Your goal:
Copy each line of the entries that contains the word "interface".

Saved entries:
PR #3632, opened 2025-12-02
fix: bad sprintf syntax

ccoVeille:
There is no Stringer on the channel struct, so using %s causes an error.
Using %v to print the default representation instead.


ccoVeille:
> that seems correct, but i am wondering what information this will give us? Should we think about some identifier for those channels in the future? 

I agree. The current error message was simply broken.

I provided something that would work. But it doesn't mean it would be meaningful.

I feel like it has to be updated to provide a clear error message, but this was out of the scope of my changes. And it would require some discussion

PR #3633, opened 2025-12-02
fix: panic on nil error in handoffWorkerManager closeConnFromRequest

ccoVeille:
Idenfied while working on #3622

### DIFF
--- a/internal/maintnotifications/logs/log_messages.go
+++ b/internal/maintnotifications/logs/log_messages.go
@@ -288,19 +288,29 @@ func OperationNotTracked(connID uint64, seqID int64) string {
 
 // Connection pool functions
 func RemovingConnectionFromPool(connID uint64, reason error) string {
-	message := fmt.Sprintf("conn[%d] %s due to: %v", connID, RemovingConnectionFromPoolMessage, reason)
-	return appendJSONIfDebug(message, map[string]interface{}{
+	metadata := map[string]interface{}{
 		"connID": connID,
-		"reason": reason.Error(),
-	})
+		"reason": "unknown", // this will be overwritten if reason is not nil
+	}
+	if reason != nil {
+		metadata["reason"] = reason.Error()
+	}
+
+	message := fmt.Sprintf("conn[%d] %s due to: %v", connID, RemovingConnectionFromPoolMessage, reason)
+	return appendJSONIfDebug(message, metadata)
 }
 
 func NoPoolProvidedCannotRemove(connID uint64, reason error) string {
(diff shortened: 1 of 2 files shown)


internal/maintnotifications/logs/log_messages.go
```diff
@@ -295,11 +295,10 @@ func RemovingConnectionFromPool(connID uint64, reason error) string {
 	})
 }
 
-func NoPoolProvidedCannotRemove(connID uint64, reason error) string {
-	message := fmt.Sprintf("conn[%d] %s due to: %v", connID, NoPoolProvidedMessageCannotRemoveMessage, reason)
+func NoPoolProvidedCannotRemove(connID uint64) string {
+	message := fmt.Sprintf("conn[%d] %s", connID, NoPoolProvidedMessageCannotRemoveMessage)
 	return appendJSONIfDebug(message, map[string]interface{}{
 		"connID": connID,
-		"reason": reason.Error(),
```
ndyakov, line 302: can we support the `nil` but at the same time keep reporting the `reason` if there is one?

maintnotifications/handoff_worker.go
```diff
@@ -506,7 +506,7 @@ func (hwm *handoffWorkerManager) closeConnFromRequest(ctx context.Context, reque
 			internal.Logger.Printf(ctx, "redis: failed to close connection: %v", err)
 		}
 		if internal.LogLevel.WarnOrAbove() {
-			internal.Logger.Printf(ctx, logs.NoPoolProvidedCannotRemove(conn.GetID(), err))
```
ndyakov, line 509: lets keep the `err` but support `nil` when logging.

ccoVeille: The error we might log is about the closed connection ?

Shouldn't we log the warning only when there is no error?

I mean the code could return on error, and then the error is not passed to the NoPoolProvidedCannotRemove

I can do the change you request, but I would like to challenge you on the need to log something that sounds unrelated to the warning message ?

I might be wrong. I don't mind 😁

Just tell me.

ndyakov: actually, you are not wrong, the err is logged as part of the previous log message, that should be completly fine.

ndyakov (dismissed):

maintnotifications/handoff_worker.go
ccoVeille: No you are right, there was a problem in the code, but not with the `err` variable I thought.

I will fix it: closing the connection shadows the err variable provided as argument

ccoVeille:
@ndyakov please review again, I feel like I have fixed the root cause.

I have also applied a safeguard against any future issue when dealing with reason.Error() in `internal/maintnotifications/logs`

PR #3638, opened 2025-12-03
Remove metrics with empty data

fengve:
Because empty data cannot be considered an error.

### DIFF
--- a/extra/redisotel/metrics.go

Result of this task:
-	return appendJSONIfDebug(message, map[string]interface{}{
+	metadata := map[string]interface{}{
 	return appendJSONIfDebug(message, map[string]interface{}{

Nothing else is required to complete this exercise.